Het Thaise Koninkrijk is sinds 1238 een onafhankelijke natie waar verschillende koningen hebben geregeerd, zoals te lezen valt onder geschiedenis. In 1932 werd Thailand een constitutionele monarchie, te vergelijken met die in Groot-Brittanië. In de nationale verkiezingen worden tegenwoordig de 500 leden van het House of Representatives en de premier gekozen. De premier kiest weer de 200 leden van de Senaat.
De premier is het hoofd van de regering en de koning is het staatshoofd. De koning heeft weinig directe macht en is meer een symbool van nationale identiteit en eenheid. Het House of Representatives heeft de meeste wetgevende macht. In totaal doen er tien politieke partijen mee aan de verkiezingen. Slechts vier hiervan (de Democraten, New Aspiration, National Development en Thai Nation Parties) krijgen doorgaans het overgrote deel van de stemmen.
Staatsgrepen en verkiezingen
De afgelopen jaren zijn er meerdere militaire staatsgrepen gepleegd waardoor de politieke situatie in Thailand een stormachtige tijd doormaakt.
Ondanks de instelling van een parlementaire democratie vonden er nog regelmatig staatsgrepen plaats. Zo werden er in 1992 massale protesten gevoerd tegen de militaire leider Suchinda Kraprayoon, die pas zes weken aan de macht was. De koning ondersteunde deze en Suchinda werd afgezet. Tijdens de volgende verkiezingen kwam de Democratische Partij van Chuan Leekpai aan de macht die zorgde voor vijf jaar relatieve rust in de tent.

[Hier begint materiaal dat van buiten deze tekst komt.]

Issue #780, opened 2014-10-19
Throw exception if running KRE doesn't have a matching target framework in project.json


davidfowl:
KRE-CoreCLR-* should require aspnetcore50
KRE-CLR/KRE-Mono-* should require aspnet50

PR #1773, opened 2015-05-04
Give more frienly error when the app doesn't support current runtime

ChengTian:
parent https://github.com/aspnet/dnx/issues/780

@davidfowl

### DIFF
--- a/src/Microsoft.Framework.Runtime/DefaultHost.cs
+++ b/src/Microsoft.Framework.Runtime/DefaultHost.cs
@@ -10,10 +10,12 @@ using System.Reflection;
 using System.Runtime.Versioning;
 using Microsoft.Framework.Runtime.Caching;
 using Microsoft.Framework.Runtime.Common.DependencyInjection;
+using Microsoft.Framework.Runtime.Common.Impl;
 using Microsoft.Framework.Runtime.Compilation;
 using Microsoft.Framework.Runtime.FileSystem;
 using Microsoft.Framework.Runtime.Infrastructure;
 using Microsoft.Framework.Runtime.Loader;
+using NuGet;
 
 namespace Microsoft.Framework.Runtime
 {
@@ -58,11 +60,34 @@ namespace Microsoft.Framework.Runtime
 
             Initialize();
 
+            var unresolvedLibs = _applicationHostContext.DependencyWalker.Libraries.Where(l => !l.Resolved);
+
             // If there's any unresolved dependencies then complain
-            if (_applicationHostContext.DependencyWalker.Libraries.Any(l => !l.Resolved))
+            if (unresolvedLibs.Any())
             {
-                var exceptionMsg = _applicationHostContext.DependencyWalker.GetMissingDependenciesWarning(
-                    _targetFramework);
+                string exceptionMsg;
+
+                // If the main project cannot be resolved, it means the app doesn't support current target framework
+                // (i.e. project.json doesn't contain a framework that is compatible with target framework of current runtime)
+                if (unresolvedLibs.Any(l => string.Equals(l.Identity.Name, Project.Name)))
+                {
+                    var runtimeEnv = ServiceProvider.GetService(typeof(IRuntimeEnvironment)) as IRuntimeEnvironment;
+                    var shortName = VersionUtility.GetShortFrameworkName(_targetFramework);
+                    exceptionMsg = $@"The current runtime target framework is not compatible with '{Project.Name}'.
+
+Current runtime Target Framework: '{_targetFramework} ({shortName})'
+  Type: {runtimeEnv.RuntimeType}
+  Architecture: {runtimeEnv.RuntimeArchitecture}
+  Version: {runtimeEnv.RuntimeVersion}
+
+Please make sure the runtime matches a framework specified in {Project.ProjectFileName}";
+                }
+                else
+                {
+                    exceptionMsg = _applicationHostContext.DependencyWalker.GetMissingDependenciesWarning(
+                        _targetFramework);
+                }
+
                 throw new InvalidOperationException(exceptionMsg);
             }
 
--- a/test/Microsoft.Framework.ApplicationHost.FunctionalTests/AppHostTests.cs
+++ b/test/Microsoft.Framework.ApplicationHost.FunctionalTests/AppHostTests.cs
@@ -1,11 +1,15 @@
 // Copyright (c) .NET Foundation. All rights reserved.
 // Licensed under the Apache License, Version 2.0. See License.txt in the project root for license information.
 
+using System;
 using System.Collections.Generic;
 using System.IO;
+using System.Runtime.Versioning;
 using Bootstrapper.FunctionalTests;
 using Microsoft.Framework.CommonTestUtils;
 using Microsoft.Framework.Runtime;
+using Microsoft.Framework.Runtime.Common.Impl;
+using NuGet;
 using Xunit;
 
 namespace Microsoft.Framework.ApplicationHost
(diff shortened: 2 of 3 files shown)


test/Microsoft.Framework.ApplicationHost.FunctionalTests/AppHostTests.cs
```diff
@@ -117,5 +117,36 @@ public void AppHostShowsErrorWhenGivenSubcommandWasNotFoundInProjectJson(string
...
+}".Replace("FRAMEWORK_NAME", flavor == "coreclr" ? "dnx451" : "dnxcore50");
+
+            using (runtimeHomeDir)
+            using (var projectPath = new DisposableDir())
+            {
+                var projectName = new DirectoryInfo(projectPath).Name;
+                var projectJsonPath = Path.Combine(projectPath, Project.ProjectFileName);
+                File.WriteAllText(projectJsonPath, projectJsonContents);
+
+                string stdOut, stdErr;
```
moozzyk: `out var` ?

ChengTian: This feature was removed from C# 6

moozzyk: Thanks! Did not know about that.

src/Microsoft.Framework.Runtime/DefaultHost.cs
```diff
@@ -58,6 +58,16 @@ public Assembly GetEntryPoint(string applicationName)
 
             Initialize();
 
+            // If the main project cannot be resolved, it means the app doesn't support current target framework
+            // (i.e. project.json doesn't contain a framework that is compatible to target framework of current runtime)
+            var mainProject = _applicationHostContext.DependencyWalker.Libraries
```
davidfowl: Why do this loop twice? Why not do it in the condition below.

src/Microsoft.Framework.Runtime/DefaultHost.cs
```diff
@@ -58,6 +58,16 @@ public Assembly GetEntryPoint(string applicationName)
...
+                .Single(l => string.Equals(Project.Name, l.Identity.Name));
+            if (!mainProject.Resolved)
+            {
+                throw new InvalidOperationException(
+                    $"'{Project.Name}' doesn't support current runtime target framework '{_targetFramework}'");
+            }
+
             // If there's any unresolved dependencies then complain
             if (_applicationHostContext.DependencyWalker.Libraries.Any(l => !l.Resolved))
             {
```
davidfowl: Put the code in here. Change this to:

```
var unresolved = _applicationHostContext.DependencyWalker.Libraries.Where(l => !l.Resolved);
if (unresolved.Any())
{
      if (unresolved.Any(l => string.Equals(l.Identity.Name, Project.Name)))
      {
           ... show new error ...
      }
      else
      {
            ... show error ...
      }
}
```

src/Microsoft.Framework.Runtime/DefaultHost.cs
```diff
@@ -58,6 +58,16 @@ public Assembly GetEntryPoint(string applicationName)
...
             Initialize();
 
+            // If the main project cannot be resolved, it means the app doesn't support current target framework
+            // (i.e. project.json doesn't contain a framework that is compatible to target framework of current runtime)
+            var mainProject = _applicationHostContext.DependencyWalker.Libraries
+                .Single(l => string.Equals(Project.Name, l.Identity.Name));
+            if (!mainProject.Resolved)
+            {
+                throw new InvalidOperationException(
+                    $"'{Project.Name}' doesn't support current runtime target framework '{_targetFramework}'");
```
davidfowl: This error also isn't good enough. We need to tell people what runnable target frameworks are in their project.json and how they can potentially fix it. We can also use the IRuntimeEnvironment to show what DNX was invoked and tell the user which one should be invoked.

Something like:

```
'Project' doesn't support the current runtime target framework 'DNX Version=4.5.1'. 
```

/cc @Eilon @tdykstra here for help on the error message.

src/Microsoft.Framework.Runtime/DefaultHost.cs
```diff
@@ -58,11 +59,31 @@ public Assembly GetEntryPoint(string applicationName)
...
-                    _targetFramework);
+                string exceptionMsg;
+
+                // If the main project cannot be resolved, it means the app doesn't support current target framework
+                // (i.e. project.json doesn't contain a framework that is compatible to target framework of current runtime)
+                if (unresolvedLibs.Any(l => string.Equals(l.Identity.Name, Project.Name)))
+                {
+                    exceptionMsg = string.Format(@"'{0}' doesn't support current runtime target framework '{1}'.
+
+Runtime Target Framework: '{2}'
```
davidfowl: Use string interpolation.

src/Microsoft.Framework.Runtime/DefaultHost.cs
```diff
@@ -58,11 +60,34 @@ public Assembly GetEntryPoint(string applicationName)
...
+
+                // If the main project cannot be resolved, it means the app doesn't support current target framework
+                // (i.e. project.json doesn't contain a framework that is compatible to target framework of current runtime)
+                if (unresolvedLibs.Any(l => string.Equals(l.Identity.Name, Project.Name)))
+                {
+                    var runtimeEnv = ServiceProvider.GetService(typeof(IRuntimeEnvironment)) as IRuntimeEnvironment;
+                    var alternativeType = VersionUtility.IsDesktop(_targetFramework) ? "CoreCLR" : "CLR";
+                    var shortName = VersionUtility.GetShortFrameworkName(_targetFramework);
+                    exceptionMsg = string.Join(Environment.NewLine, new[]{
+                        $"'{Project.Name}' doesn't support current runtime target framework." + Environment.NewLine,
```
Eilon: Instead of the extra newlines to make it a double newline, can you add an empty string on the next line? That way the source code formatting will be closer to the runtime output.

Eilon: Change string to `'{Project.Name}' is not supported by the current runtime target framework.`

src/Microsoft.Framework.Runtime/DefaultHost.cs
```diff
@@ -58,11 +60,34 @@ public Assembly GetEntryPoint(string applicationName)
...
+                        $"Runtime Target Framework: '{_targetFramework} ({shortName})'",
+                        $"Runtime Type: {runtimeEnv.RuntimeType}",
+                        $"Runtime Architecture: {runtimeEnv.RuntimeArchitecture}",
+                        $"Runtime Version: {runtimeEnv.RuntimeVersion}" + Environment.NewLine,
+                        $"Please make sure the runtime matches a framework specified in {Project.ProjectFileName}" });
```
Eilon: Should we mention using `dnvm` or something? How do we expect the user to know how to fix this?

src/Microsoft.Framework.Runtime/DefaultHost.cs
```diff
@@ -58,11 +60,34 @@ public Assembly GetEntryPoint(string applicationName)
...
+                // If the main project cannot be resolved, it means the app doesn't support current target framework
+                // (i.e. project.json doesn't contain a framework that is compatible to target framework of current runtime)
+                if (unresolvedLibs.Any(l => string.Equals(l.Identity.Name, Project.Name)))
+                {
+                    var runtimeEnv = ServiceProvider.GetService(typeof(IRuntimeEnvironment)) as IRuntimeEnvironment;
+                    var alternativeType = VersionUtility.IsDesktop(_targetFramework) ? "CoreCLR" : "CLR";
+                    var shortName = VersionUtility.GetShortFrameworkName(_targetFramework);
+                    exceptionMsg = string.Join(Environment.NewLine, new[]{
+                        $"'{Project.Name}' doesn't support current runtime target framework." + Environment.NewLine,
+                        $"Runtime Target Framework: '{_targetFramework} ({shortName})'",
```
Eilon: Suggested output reformatting:

```
The current runtime target framework is not compatible with '{projectName}'.

Current runtime target framework:
    Type: {type}
    Architecture: {arch}
    Version: {version}

Please use the `dnvm` command to select a runtime target framework compatible with '{projectName}'.
```

(Note that I removed the filename from the end of the error and used the project name instead... do you think having the project file + path is helpful?)

src/Microsoft.Framework.Runtime/DefaultHost.cs
ChengTian: I discussed this with @davidfowl yesterday. There are two possible solutions when a user runs into this:
1. Switch to another flavor of runtime
2. Add proper framework into `frameworks` section of `project.json`

We don't which one the best suggestion because both of them are possible. So we came up with a summary that covers both case:
`Please make sure the runtime matches a framework specified in project.json`

Eilon: OK how about:

> Please use the `dnvm` command to select a runtime target framework compatible with '{projectName}' or change the framework specified in '{projectFileName}'.

ChengTian: @davidfowl , seems it's better to give concrete and concise suggestions instead of a short summary without any instruction. I'll go with @Eilon 's suggestion and this should save us from answering numerous questions

davidfowl: Except in helios when you see this message it wont make any sense.

ChengTian: I guess it still makes sense when my project (no matter it is web app or console app) has project.json
```
{
  "frameworks": {
    "dnx451": { }
  }
}
```
but run the project with dnx-coreclr

Eilon: @davidfowl is there any concrete suggestion we can put in there for Helios and similar scenarios?

davidfowl: I'm ok coupling dnvm but not web.config with respect to error messages. Helios does have its own bootstrapper logic so maybe we can put that message there if things fail.

Eilon: OK let's stick with this for now then.

ChengTian:
Thanks for the feedbacks. Please check the updated commit.

davidfowl:
:shipit:

davidfowl:
@ChengTian I fixed travis so see if the tests pass there now

ChengTian:
@davidfowl , fixed tests on Mono in the last commit. Looks like Appveyor build was cancelled for this PR because you pushed to dev. I already `build verify` on Windows locally.

Please check the latest commit. If you find it Ok, I'll merge this.

davidfowl:
:shipit:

In 2001 kwam de partij Thai Rak Thai ('Thais houden van Thais') van de telecom-miljardair Thaksin Shinawatra aan de macht. Bij de verkiezingen in februari 2005 wist Thaksin zelfs een nog grotere meerderheid in het parlement te verwerven. Deze overwinning had hij mede te danken aan de tsunami van 2004 die een enorme ravage aan de Anadamanse kust aanrichtte en duizenden doodde veroorzaakte. Thaksin zorgde voor een snelle opbouw en beloofde voorspoed in deze regio en op het platteland.
Maar Thaksin bleek lang niet populair. Een jaar later ontstond een opstand van de stedelijke middenklasse. Deze beschuldigde Thaksin van machtsmisbruik, omdat hij zijn familiebedrijf belastingvrij had verkocht aan een Singaporese investeringsmaatschappij. Verkiezingen volgden maar deze werden ongeldig verklaard. Na enkele maanden van politieke impasse greep het leger in september 2006 de macht onder leiding van Generaal Sonthi Boonyaratglin. Koning Bhumibol bevestigde de situatie met een koninklijk besluit.
Verkiezingen op 23 december 2007 werden gewonnen door de Phak Palang Prachachon (PPP). Vanaf 6 februari 2008 regeerde een kabinet onder leiding van Sundaravej van de PPP over Thailand. Tot 9 september 2008 mocht Sundarajev zich premier noemen toen moest hij vanwege een ongeoorloofde bijverdienste opstappen. Partijgenoot Wongsawat nam op 17 september zijn functie over.
Somchai Wongsawat werd op 17 september 2008 door het parlement tot premier verkozen en op grond daarvan op 18 september door de koning benoemd. Op 25 september werd het kabinet-Wongsawat door de koning ingezworen. Maar de PAD, Volksalliantie voor Democratie, accepteerde dit niet. Daarop volgden demonstraties, waaronder de bezetting van de Luchthaven in Bangkok in november 2008.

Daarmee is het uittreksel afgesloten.